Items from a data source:
+-------+

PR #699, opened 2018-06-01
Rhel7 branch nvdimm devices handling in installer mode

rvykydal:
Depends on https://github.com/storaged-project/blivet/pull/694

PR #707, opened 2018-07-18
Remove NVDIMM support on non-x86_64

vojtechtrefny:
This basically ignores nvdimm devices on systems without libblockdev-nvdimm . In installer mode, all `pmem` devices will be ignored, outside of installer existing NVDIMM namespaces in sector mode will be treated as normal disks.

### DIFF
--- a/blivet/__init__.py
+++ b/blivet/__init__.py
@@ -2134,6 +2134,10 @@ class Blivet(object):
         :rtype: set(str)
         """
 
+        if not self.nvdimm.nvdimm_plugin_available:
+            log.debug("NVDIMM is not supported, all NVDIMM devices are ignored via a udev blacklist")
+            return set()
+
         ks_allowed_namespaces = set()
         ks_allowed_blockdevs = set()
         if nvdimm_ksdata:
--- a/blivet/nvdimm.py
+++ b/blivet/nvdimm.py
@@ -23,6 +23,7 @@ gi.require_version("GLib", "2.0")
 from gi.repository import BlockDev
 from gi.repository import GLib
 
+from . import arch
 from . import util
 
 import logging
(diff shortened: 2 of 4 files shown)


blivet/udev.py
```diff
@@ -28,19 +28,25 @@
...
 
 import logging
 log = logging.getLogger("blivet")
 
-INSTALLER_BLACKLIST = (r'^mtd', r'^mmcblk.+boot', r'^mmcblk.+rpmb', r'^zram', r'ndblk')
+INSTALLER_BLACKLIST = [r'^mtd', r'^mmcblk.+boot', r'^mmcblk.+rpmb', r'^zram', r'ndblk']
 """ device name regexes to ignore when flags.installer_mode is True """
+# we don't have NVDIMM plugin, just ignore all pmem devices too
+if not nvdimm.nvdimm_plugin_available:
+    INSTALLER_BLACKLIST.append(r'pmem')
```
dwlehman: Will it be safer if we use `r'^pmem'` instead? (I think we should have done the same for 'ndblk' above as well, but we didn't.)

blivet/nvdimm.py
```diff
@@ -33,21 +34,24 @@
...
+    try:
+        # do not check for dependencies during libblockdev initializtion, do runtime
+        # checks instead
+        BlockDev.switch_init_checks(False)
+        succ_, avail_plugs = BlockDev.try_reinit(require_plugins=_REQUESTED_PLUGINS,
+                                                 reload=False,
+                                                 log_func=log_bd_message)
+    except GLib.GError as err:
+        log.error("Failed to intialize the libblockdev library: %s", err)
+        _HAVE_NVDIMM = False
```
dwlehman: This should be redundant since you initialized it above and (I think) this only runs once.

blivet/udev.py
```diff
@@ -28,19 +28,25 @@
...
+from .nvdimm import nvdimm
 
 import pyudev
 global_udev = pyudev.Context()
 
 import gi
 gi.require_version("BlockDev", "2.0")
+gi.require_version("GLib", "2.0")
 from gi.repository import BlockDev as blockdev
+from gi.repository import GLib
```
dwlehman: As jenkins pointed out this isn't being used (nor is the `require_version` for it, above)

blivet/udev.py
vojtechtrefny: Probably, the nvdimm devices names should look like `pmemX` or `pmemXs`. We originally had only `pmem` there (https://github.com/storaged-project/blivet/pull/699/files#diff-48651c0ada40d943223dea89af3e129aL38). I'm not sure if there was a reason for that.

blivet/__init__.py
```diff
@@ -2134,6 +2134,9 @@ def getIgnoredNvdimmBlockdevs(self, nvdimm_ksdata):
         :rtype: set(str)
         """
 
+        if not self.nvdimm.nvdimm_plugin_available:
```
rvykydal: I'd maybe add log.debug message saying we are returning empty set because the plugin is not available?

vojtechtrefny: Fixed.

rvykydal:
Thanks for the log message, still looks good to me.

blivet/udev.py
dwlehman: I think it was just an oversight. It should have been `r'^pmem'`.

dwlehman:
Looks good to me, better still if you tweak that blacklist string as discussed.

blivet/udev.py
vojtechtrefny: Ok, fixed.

+-------+

Copy out all of the data exactly, leaving nothing out.

ANSWER BOX:
PR #699, opened 2018-06-01
Rhel7 branch nvdimm devices handling in installer mode

rvykydal:
Depends on https://github.com/storaged-project/blivet/pull/694

PR #707, opened 2018-07-18
Remove NVDIMM support on non-x86_64

vojtechtrefny:
This basically ignores nvdimm devices on systems without libblockdev-nvdimm . In installer mode, all `pmem` devices will be ignored, outside of installer existing NVDIMM namespaces in sector mode will be treated as normal disks.

### DIFF
--- a/blivet/__init__.py
+++ b/blivet/__init__.py
@@ -2134,6 +2134,10 @@ class Blivet(object):
         :rtype: set(str)
         """
 
+        if not self.nvdimm.nvdimm_plugin_available:
+            log.debug("NVDIMM is not supported, all NVDIMM devices are ignored via a udev blacklist")
+            return set()
+
         ks_allowed_namespaces = set()
         ks_allowed_blockdevs = set()
         if nvdimm_ksdata:
--- a/blivet/nvdimm.py
+++ b/blivet/nvdimm.py
@@ -23,6 +23,7 @@ gi.require_version("GLib", "2.0")
 from gi.repository import BlockDev
 from gi.repository import GLib
 
+from . import arch
 from . import util
 
 import logging
(diff shortened: 2 of 4 files shown)


blivet/udev.py
```diff
@@ -28,19 +28,25 @@
...
 
 import logging
 log = logging.getLogger("blivet")
 
-INSTALLER_BLACKLIST = (r'^mtd', r'^mmcblk.+boot', r'^mmcblk.+rpmb', r'^zram', r'ndblk')
+INSTALLER_BLACKLIST = [r'^mtd', r'^mmcblk.+boot', r'^mmcblk.+rpmb', r'^zram', r'ndblk']
 """ device name regexes to ignore when flags.installer_mode is True """
+# we don't have NVDIMM plugin, just ignore all pmem devices too
+if not nvdimm.nvdimm_plugin_available:
+    INSTALLER_BLACKLIST.append(r'pmem')
```
dwlehman: Will it be safer if we use `r'^pmem'` instead? (I think we should have done the same for 'ndblk' above as well, but we didn't.)

blivet/nvdimm.py
```diff
@@ -33,21 +34,24 @@
...
+    try:
+        # do not check for dependencies during libblockdev initializtion, do runtime
+        # checks instead
+        BlockDev.switch_init_checks(False)
+        succ_, avail_plugs = BlockDev.try_reinit(require_plugins=_REQUESTED_PLUGINS,
+                                                 reload=False,
+                                                 log_func=log_bd_message)
+    except GLib.GError as err:
+        log.error("Failed to intialize the libblockdev library: %s", err)
+        _HAVE_NVDIMM = False
```
dwlehman: This should be redundant since you initialized it above and (I think) this only runs once.

blivet/udev.py
```diff
@@ -28,19 +28,25 @@
...
+from .nvdimm import nvdimm
 
 import pyudev
 global_udev = pyudev.Context()
 
 import gi
 gi.require_version("BlockDev", "2.0")
+gi.require_version("GLib", "2.0")
 from gi.repository import BlockDev as blockdev
+from gi.repository import GLib
```
dwlehman: As jenkins pointed out this isn't being used (nor is the `require_version` for it, above)

blivet/udev.py
vojtechtrefny: Probably, the nvdimm devices names should look like `pmemX` or `pmemXs`. We originally had only `pmem` there (https://github.com/storaged-project/blivet/pull/699/files#diff-48651c0ada40d943223dea89af3e129aL38). I'm not sure if there was a reason for that.

blivet/__init__.py
```diff
@@ -2134,6 +2134,9 @@ def getIgnoredNvdimmBlockdevs(self, nvdimm_ksdata):
         :rtype: set(str)
         """
 
+        if not self.nvdimm.nvdimm_plugin_available:
```
rvykydal: I'd maybe add log.debug message saying we are returning empty set because the plugin is not available?

vojtechtrefny: Fixed.

rvykydal:
Thanks for the log message, still looks good to me.

blivet/udev.py
dwlehman: I think it was just an oversight. It should have been `r'^pmem'`.

dwlehman:
Looks good to me, better still if you tweak that blacklist string as discussed.

blivet/udev.py
vojtechtrefny: Ok, fixed.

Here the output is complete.